Search code examples
regex.htaccessmod-rewrite

Matching numbers in the URL path directly following the domain name using a rewrite rule in .htaccess


I’m trying to clean up our SEO by catching non-canonical URLs that are being indexed by Google.

Here is a sample of one of our non-canonical URLs

https://www.umpqua.edu/184-about-ucc/facts-visitor-info?start=1 

I can catch it with this RegEx (see below) in the HTACCESS file but it also disabled other URLs that I want to work. It catches URLs with /NUMBER-. The number is two-three characters in length.

/([0-9]{2,3})-

So I'm trying to make it more unique. I have tried this (below) without success. My hope is to catch URLs with edu/NUMBER-

(edu)/([0-9]{2,3})-

I have also tried

(edu/)([0-9]{2,3})-

Here is my full HTACCESS entry:

RewriteCond %{REQUEST_URI} ^(edu)/([0-9]{2,3})-$
RewriteRule .* index.php [G]

Solution

  • adding "edu" is just me trying make the RegEx more selective. So when I was using this expression /([0-9]{2,3})- it worked well except it also matched with this url. /component/weblinks/weblink/239-external-links/… but it should not have.

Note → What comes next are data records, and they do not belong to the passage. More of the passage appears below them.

PR #66, opened 2021-09-14
Poll for incoming blocks and auto-inspect them

lukevs:
## What's this

- Adds a script `run.py` which on start of the container starts polling for blocks it hasn't processed yet and inspects them
- breaks inspect_block's logic from the script into its own module
- Checkpoints the latest processed block in the `latest_block_update` table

    The significant thing about edu is that it is before the start of the URL-path. (But it's not part of the URL-path, it is the end part of the Host header.) In that case, just anchor the regex to the start of the URL-path. For example:

    RewriteRule ^\d{2,3}- - [G]
    

    This needs to go near the top of the root .htaccess file.

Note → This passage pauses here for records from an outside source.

PR #67, opened 2021-09-14
Add block number index on miner_payments

lukevs:
On each inspect we delete all miner payments for a block

We also query a lot by block for miner payments

This adds an index to make that query faster


lukevs:
making a new one

PR #69, opened 2021-09-14
Make mev-inspect require that the DB is already up for local dev

lukevs:
Otherwise it can start and die and need restart


bertmiller:
Conflict on tiltfile!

    \d is just short for [0-9]. Note there are 3 arguments in the above directive, separated by spaces:

    1. ^\d{2,3}- ... The pattern that matches against the URL-path
    2. - ... The substitution string (in this case a single hyphen)
    3. [G] ... The flags. In this case G for gone (short for R=410).

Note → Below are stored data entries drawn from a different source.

PR #70, opened 2021-09-16
Add stricter types to trace classifier

gheise:
This is an adapted version of the draft PR regarding stricter types. Taking in some of the feedback on the directory structure, naming, and database writing, there has been some changes:

- Directory has been kept the same until further action is needed rather
- Naming now emphasizes Trace property rather than arbitrary object name
- Object attributes can now be filtered manually before written to the database, which is useful as some attrs can
be used during classification and strategy but can be discarded before db writing is done
- Serialization of dictionaries containing byte and tuple of bytes, like trace.inputs, can now be done separately

And some other minor updates


mev_inspect/crud/classified_traces.py
```diff
@@ -22,9 +22,30 @@ def write_classified_traces(
...
     classified_traces: List[ClassifiedTrace],
 ) -> None:
-    models = [
-        ClassifiedTraceModel(**json.loads(trace.json())) for trace in classified_traces
-    ]
+    models = []
+    for trace in classified_traces:
+        models.append(
+            ClassifiedTraceModel(
+                **{
```
lukevs, line 29: the spread (**) is for cases where you have a dict and want to assign the keys to the args of a function.

Since you explicitly know the argument names, better to do 
```
ClassifiedTraceModel(
    transaction_hash=trace.transaction_hash,
    block_number=trace.block_number
    ...
```

mev_inspect/schemas/classified_traces.py
```diff
@@ -24,32 +24,53 @@ class Protocol(Enum):
...
     to_address: Optional[str]
     from_address: Optional[str]
     gas: Optional[int]
     value: Optional[int]
     gas_used: Optional[int]
-    error: Optional[str]
+    protocol: Optional[Protocol]
+    function_name: Optional[str]
+    function_signature: Optional[str]
+    inputs: Optional[Dict[str, Any]]
```
lukevs, line 44: is it `Any`? I thought you learned it was bytes always

mev_inspect/schemas/classified_traces.py
```diff
@@ -24,32 +24,53 @@ class Protocol(Enum):
...
+        validate_assignment = True
         json_encoders = {
             # a little lazy but fine for now
             # this is used for bytes value inputs
             bytes: lambda b: b.hex(),
         }
 
 
+class CallTrace(ClassifiedTrace):
+
```
lukevs, line 57: no need for this space

mev_inspect/schemas/classified_traces.py
```diff
@@ -24,32 +24,53 @@ class Protocol(Enum):
...
+    to_address: str
+    from_address: str
+
+
+class DecodedCallTrace(CallTrace):
+    inputs: Dict[str, Any]
+    abi_name: str
+
+    # Optional
```
lukevs, line 66: I think remove this comment

Controversial opinion, but in general I'm not a fan of comments because they're out of sync with the code itself (ppl can change code without remembering to change comments => more confusion / issues - do I trust the comment or my own interpretation of the code?). Better to just write clear code.

Example for this one:
- This comment is here
- Someone doesn't see the comment and puts an optional in the top ones (now the comment is wrong)
- Someone else sees the comment and writes their code assuming that those are the only Optional arguments
- Later they get an error in their code because they missed one someone put up top

I think just slotting them in the bottom is enough to imply it without making some guarantee

mev_inspect/schemas/classified_traces.py
gheise: It can actually also be a tuple of bytes

mev_inspect/schemas/utils.py
```diff
@@ -15,6 +15,25 @@ def to_original_json_dict(model: BaseModel) -> dict:
     return json.loads(model.json(by_alias=True, exclude_unset=True))
 
 
+def to_json(d):
```
lukevs, line 18: single letter variables are code ninja shit

mev_inspect/schemas/utils.py
```diff
@@ -15,6 +15,25 @@ def to_original_json_dict(model: BaseModel) -> dict:
...
+    if isinstance(d, dict):
+        tmp = {}
+        for key, value in d.items():
+            if isinstance(value, bytes):
+                tmp[key] = value.hex()
+            if isinstance(value, tuple):
+                res = []
```
lukevs, line 25: use full words. characters are free. short names are expensive for the reader.

tests/helpers.py
```diff
@@ -12,11 +17,13 @@ def make_transfer_trace(
     to_address: str,
     token_address: str,
     amount: int,
+    action: dict = {},
```
lukevs, line 20: Scary python thing here

Using a mutable type (ex: dict, list) as a default shares the same memory across all default usages!

Example:
```
def myfunc(x = []):
    x.append(1)
    print(x)

myfunc()
myfunc()
```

    The above will serve a "410 Gone" for any URL-path that starts with 2 or 3 digits followed by a hyphen. There is a single hyphen in the substitution string to explicitly indicate "no substitution". Using index.php here is superfluous since it is ignored.

    Note that there is no slash prefix on the URL-path matched by the RewriteRule pattern when used in .htaccess.

    You do not need a separate condition (RewriteCond directive) - the comparison can more easily/efficiently be performed in the RewriteRule directive itself.

    So the above will block /184-about-ucc/facts-visitor-info?start=1 but not /component/weblinks/weblink/239-external-links/..., since the 3 digits in the second URL do not occur at the start of the URL-path.